:: Records for processing

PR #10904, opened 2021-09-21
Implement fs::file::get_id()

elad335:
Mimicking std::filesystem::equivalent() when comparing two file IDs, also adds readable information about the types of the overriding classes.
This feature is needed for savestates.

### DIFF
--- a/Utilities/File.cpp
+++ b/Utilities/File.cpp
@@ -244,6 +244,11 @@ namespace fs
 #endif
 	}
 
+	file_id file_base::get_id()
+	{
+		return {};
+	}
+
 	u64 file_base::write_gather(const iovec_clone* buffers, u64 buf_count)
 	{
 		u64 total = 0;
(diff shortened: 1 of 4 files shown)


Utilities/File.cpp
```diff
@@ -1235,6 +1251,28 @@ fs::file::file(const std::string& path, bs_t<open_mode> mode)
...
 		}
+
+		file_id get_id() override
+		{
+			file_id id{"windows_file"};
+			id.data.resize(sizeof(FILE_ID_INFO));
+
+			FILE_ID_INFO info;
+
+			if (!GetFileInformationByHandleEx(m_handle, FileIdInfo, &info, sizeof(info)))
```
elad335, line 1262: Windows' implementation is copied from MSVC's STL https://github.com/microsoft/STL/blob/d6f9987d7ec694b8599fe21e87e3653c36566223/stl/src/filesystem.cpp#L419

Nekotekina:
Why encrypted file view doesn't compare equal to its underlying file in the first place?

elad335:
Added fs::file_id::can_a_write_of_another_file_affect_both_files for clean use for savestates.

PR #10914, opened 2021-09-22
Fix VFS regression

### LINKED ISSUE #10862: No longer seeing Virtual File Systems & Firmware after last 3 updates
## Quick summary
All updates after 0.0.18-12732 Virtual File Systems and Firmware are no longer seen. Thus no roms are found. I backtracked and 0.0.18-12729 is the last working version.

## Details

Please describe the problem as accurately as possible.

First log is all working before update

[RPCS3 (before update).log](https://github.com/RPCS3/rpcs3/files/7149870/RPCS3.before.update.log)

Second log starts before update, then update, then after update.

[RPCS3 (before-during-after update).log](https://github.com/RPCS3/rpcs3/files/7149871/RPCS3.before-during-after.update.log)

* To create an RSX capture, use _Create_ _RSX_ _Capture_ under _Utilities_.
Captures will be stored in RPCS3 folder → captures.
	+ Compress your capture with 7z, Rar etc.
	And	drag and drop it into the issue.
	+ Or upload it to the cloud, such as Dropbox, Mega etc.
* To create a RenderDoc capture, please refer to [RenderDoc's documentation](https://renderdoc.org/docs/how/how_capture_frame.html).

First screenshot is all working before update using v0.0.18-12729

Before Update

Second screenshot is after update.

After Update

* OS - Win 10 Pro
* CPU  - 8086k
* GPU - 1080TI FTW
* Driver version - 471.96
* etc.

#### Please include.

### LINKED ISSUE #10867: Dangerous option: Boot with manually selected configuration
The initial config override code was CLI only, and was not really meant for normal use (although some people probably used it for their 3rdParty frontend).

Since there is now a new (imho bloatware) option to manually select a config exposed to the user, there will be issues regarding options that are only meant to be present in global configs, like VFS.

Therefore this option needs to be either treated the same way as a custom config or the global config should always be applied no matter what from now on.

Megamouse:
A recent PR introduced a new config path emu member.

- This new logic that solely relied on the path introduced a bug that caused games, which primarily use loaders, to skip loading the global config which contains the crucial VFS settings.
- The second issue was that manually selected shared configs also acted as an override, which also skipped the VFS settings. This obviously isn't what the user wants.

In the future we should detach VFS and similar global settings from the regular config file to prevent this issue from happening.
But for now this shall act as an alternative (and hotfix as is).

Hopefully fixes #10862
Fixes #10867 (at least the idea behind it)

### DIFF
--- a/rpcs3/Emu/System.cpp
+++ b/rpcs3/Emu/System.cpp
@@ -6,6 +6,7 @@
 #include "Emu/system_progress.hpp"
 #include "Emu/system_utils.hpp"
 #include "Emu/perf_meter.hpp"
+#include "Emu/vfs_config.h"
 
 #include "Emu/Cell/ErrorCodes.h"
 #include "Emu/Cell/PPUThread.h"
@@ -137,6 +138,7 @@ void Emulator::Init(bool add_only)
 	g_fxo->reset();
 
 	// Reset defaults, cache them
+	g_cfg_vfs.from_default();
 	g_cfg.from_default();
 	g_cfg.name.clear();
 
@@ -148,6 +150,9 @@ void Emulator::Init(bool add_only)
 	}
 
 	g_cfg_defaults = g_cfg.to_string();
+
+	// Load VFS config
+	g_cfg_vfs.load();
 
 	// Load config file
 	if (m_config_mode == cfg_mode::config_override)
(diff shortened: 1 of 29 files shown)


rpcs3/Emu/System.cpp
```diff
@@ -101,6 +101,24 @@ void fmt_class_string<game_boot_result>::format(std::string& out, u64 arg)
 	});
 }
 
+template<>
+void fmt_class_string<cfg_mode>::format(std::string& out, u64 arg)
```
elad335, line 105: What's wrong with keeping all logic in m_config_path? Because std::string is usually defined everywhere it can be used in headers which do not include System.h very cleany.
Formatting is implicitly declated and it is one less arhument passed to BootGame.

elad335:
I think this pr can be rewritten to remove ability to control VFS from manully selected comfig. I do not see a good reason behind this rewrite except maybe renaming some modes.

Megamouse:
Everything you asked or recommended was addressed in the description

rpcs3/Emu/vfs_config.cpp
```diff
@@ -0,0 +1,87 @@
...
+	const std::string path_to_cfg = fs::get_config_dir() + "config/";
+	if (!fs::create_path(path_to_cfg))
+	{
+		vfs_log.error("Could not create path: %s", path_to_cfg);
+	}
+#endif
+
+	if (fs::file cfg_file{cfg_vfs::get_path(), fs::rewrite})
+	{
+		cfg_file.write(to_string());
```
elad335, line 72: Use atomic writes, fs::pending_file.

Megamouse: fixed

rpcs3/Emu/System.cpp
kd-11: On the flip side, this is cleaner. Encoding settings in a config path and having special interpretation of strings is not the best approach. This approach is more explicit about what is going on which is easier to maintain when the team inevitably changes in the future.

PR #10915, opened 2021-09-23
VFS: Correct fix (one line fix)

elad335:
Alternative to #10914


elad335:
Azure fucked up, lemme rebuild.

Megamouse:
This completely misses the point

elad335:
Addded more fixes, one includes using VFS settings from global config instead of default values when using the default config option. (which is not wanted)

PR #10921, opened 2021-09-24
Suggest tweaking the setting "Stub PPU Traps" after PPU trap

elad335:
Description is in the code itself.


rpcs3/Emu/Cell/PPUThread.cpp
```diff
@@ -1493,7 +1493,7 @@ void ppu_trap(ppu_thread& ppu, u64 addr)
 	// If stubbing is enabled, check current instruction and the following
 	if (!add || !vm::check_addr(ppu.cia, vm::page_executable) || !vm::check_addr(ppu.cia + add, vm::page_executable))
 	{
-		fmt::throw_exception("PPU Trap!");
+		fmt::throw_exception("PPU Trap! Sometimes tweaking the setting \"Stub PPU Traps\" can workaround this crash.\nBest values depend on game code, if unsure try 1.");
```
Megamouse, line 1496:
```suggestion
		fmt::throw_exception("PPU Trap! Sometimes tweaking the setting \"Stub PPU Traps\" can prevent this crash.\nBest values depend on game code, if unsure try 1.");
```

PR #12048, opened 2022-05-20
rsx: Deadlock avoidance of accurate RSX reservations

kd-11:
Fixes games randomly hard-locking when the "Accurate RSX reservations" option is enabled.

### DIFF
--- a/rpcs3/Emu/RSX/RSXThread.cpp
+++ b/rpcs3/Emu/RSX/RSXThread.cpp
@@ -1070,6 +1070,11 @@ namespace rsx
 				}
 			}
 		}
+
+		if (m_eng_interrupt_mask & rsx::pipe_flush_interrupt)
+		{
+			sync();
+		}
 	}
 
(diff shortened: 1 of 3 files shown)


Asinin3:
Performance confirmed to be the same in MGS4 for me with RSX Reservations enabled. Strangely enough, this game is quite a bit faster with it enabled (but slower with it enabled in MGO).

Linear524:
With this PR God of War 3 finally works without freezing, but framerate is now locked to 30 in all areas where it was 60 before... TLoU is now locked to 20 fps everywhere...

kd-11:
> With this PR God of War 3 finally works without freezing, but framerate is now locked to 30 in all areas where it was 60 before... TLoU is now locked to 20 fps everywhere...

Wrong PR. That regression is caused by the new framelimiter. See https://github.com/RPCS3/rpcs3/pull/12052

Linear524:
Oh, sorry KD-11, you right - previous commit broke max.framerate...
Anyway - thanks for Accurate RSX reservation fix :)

::::

◆ Instructions to follow: The lines above starting at the one that contains "Dropbox, Mega etc." and ending at the one that contains "#### Please include." must be transcribed exactly, and no other lines may appear.

◆ Finished task:
	+ Or upload it to the cloud, such as Dropbox, Mega etc.
* To create a RenderDoc capture, please refer to [RenderDoc's documentation](https://renderdoc.org/docs/how/how_capture_frame.html).

First screenshot is all working before update using v0.0.18-12729

Before Update

Second screenshot is after update.

After Update

* OS - Win 10 Pro
* CPU  - 8086k
* GPU - 1080TI FTW
* Driver version - 471.96
* etc.

#### Please include.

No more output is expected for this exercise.